- [What is required] When you reach the line containing "Not crashing" in the data below, begin returning lines exactly as written, and stop once the line containing "-42,6 +42,7 @@" has been returned.

- [Extracted material]
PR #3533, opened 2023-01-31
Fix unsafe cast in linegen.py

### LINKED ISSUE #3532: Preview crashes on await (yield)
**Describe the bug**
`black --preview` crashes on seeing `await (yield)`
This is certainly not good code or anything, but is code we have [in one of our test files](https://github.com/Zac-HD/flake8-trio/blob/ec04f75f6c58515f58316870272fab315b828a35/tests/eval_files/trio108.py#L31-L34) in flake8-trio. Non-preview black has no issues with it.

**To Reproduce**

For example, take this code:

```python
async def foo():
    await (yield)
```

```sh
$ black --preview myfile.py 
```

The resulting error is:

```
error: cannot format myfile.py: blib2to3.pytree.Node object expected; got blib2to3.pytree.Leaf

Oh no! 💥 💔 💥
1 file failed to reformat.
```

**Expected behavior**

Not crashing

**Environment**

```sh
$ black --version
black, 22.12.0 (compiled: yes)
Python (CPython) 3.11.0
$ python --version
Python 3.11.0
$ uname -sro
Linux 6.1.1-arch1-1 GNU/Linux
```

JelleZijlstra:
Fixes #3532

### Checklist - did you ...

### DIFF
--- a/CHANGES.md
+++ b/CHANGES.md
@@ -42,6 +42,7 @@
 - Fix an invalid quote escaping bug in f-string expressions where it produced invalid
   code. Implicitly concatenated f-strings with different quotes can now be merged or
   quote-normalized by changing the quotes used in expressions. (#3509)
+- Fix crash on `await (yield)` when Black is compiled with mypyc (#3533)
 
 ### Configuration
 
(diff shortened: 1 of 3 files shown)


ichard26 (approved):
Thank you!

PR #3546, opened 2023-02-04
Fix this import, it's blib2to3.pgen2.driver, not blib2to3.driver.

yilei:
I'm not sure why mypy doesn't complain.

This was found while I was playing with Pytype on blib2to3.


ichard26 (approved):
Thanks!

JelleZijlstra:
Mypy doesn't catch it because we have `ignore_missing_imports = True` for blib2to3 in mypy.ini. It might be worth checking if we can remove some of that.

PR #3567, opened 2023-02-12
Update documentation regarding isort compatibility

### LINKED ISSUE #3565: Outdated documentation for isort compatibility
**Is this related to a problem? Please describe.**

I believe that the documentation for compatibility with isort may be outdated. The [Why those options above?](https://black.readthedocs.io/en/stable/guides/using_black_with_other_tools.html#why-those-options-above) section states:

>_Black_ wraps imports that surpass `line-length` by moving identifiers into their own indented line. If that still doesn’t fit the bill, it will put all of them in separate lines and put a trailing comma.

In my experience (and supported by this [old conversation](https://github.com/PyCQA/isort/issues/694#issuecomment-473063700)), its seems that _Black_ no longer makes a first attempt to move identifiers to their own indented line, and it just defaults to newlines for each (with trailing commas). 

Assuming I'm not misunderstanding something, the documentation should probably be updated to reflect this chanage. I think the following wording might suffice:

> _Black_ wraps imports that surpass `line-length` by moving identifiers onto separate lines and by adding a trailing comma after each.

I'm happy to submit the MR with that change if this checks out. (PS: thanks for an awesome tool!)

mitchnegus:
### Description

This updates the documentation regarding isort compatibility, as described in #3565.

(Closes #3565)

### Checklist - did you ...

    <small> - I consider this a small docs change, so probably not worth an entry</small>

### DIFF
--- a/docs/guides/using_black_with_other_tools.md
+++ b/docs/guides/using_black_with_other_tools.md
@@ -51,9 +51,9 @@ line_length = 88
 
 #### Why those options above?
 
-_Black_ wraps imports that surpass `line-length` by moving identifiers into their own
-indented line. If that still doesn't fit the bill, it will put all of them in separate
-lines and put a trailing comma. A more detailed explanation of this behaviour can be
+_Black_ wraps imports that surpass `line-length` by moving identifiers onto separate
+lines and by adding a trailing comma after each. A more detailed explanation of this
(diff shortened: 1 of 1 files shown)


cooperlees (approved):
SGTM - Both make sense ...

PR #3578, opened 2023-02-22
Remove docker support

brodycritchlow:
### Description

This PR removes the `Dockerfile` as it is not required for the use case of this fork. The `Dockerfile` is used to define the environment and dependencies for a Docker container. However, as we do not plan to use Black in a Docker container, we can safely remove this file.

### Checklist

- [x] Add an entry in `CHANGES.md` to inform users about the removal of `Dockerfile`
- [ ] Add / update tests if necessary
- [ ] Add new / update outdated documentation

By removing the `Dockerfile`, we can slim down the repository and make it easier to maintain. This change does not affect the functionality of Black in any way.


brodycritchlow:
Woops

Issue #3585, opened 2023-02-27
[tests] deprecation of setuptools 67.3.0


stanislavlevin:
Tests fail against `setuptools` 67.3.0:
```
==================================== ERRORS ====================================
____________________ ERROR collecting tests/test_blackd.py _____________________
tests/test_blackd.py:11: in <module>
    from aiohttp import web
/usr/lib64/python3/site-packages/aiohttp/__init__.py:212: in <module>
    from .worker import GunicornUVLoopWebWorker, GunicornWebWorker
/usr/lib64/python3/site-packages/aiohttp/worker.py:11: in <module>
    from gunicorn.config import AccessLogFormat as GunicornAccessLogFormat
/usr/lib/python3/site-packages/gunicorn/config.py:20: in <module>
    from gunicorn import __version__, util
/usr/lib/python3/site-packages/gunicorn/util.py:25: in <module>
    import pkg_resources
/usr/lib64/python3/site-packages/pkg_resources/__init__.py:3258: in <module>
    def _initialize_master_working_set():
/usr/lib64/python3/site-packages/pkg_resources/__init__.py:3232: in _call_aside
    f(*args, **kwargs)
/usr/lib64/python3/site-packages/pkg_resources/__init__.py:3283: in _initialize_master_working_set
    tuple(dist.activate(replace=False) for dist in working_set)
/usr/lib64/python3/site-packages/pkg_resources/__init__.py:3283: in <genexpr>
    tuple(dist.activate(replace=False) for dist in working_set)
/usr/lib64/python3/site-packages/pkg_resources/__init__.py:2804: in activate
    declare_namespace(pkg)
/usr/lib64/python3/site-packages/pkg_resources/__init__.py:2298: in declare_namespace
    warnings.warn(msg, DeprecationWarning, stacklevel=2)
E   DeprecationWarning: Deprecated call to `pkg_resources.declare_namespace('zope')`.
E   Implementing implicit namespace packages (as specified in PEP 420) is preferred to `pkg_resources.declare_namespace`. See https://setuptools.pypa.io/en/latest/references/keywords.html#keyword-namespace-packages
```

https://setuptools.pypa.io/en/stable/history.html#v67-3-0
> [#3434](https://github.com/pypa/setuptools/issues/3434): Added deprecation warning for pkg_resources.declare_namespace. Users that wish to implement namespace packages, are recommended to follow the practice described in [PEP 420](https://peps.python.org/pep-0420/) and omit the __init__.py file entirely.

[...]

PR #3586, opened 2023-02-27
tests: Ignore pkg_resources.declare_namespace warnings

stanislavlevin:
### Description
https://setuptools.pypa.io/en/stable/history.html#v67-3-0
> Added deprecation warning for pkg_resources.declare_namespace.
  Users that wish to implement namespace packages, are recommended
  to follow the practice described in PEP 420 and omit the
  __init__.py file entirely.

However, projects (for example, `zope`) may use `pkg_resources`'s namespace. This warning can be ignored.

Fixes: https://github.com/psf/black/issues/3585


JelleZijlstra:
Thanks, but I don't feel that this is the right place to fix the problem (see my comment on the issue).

- [Exercise response]
Not crashing

**Environment**

```sh
$ black --version
black, 22.12.0 (compiled: yes)
Python (CPython) 3.11.0
$ python --version
Python 3.11.0
$ uname -sro
Linux 6.1.1-arch1-1 GNU/Linux
```

JelleZijlstra:
Fixes #3532

### Checklist - did you ...

### DIFF
--- a/CHANGES.md
+++ b/CHANGES.md
@@ -42,6 +42,7 @@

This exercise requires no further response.